TASK DETAILS -> List every line in this data where the string "const" occurs.

PROVIDED RECORDS ->
╭──

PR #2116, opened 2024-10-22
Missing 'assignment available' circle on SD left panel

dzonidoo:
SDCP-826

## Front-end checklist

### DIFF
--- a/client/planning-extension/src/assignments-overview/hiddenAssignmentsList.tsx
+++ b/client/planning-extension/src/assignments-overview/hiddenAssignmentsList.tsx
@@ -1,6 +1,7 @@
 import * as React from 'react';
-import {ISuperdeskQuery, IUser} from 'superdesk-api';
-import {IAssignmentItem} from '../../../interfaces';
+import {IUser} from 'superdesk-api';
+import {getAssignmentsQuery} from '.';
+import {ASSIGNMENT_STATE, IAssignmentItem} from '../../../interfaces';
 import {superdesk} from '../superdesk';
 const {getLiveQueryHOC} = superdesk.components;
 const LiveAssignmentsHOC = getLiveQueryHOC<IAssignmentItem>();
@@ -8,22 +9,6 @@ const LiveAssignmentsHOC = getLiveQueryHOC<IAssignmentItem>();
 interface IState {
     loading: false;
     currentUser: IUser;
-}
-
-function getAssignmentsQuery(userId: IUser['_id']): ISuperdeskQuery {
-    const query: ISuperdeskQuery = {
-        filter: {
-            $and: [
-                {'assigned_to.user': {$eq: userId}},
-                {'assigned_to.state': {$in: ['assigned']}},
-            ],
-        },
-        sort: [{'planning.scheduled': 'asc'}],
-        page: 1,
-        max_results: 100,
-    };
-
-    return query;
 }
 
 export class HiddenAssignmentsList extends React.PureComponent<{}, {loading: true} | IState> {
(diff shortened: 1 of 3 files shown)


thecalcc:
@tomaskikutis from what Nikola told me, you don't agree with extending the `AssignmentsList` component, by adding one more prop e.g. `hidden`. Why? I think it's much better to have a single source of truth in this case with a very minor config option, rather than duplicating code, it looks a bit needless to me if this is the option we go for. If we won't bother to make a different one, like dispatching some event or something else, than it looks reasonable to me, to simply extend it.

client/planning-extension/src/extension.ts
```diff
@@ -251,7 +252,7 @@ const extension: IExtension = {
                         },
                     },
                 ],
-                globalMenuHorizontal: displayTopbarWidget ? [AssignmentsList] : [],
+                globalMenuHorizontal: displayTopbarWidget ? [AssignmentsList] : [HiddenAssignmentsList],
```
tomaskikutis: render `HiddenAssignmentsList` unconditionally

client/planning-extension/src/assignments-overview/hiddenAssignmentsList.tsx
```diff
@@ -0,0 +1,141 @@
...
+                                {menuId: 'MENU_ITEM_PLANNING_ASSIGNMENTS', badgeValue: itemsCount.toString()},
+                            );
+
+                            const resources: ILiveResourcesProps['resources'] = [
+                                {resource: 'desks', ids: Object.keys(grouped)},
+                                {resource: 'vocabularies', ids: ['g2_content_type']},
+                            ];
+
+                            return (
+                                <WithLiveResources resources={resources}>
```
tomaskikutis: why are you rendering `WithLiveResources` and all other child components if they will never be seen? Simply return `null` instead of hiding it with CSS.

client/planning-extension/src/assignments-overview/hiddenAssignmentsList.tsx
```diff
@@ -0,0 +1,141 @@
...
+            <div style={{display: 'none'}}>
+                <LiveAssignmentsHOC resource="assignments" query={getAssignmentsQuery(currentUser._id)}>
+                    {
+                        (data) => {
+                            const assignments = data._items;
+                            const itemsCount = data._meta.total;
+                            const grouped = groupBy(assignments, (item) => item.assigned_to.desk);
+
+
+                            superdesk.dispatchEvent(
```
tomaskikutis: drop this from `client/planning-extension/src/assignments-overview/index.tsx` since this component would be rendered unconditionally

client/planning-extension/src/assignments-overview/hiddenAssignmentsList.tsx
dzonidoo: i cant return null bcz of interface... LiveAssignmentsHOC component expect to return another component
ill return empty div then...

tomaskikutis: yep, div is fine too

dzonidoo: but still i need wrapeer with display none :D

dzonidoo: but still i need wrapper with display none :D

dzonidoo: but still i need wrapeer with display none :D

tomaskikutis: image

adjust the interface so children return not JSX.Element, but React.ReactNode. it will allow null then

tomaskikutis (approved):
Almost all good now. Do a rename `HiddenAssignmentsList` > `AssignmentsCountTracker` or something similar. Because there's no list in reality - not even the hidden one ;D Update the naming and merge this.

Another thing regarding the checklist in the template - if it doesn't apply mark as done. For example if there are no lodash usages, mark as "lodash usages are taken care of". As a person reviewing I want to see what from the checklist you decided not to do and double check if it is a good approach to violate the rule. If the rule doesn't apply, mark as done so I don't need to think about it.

╰──

ANSWER SPACE ->
 const {getLiveQueryHOC} = superdesk.components;
 const LiveAssignmentsHOC = getLiveQueryHOC<IAssignmentItem>();
@@ -8,22 +9,6 @@ const LiveAssignmentsHOC = getLiveQueryHOC<IAssignmentItem>();
-    const query: ISuperdeskQuery = {
@@ -251,7 +252,7 @@ const extension: IExtension = {
+                            const resources: ILiveResourcesProps['resources'] = [
+                            const assignments = data._items;
+                            const itemsCount = data._meta.total;
+                            const grouped = groupBy(assignments, (item) => item.assigned_to.desk);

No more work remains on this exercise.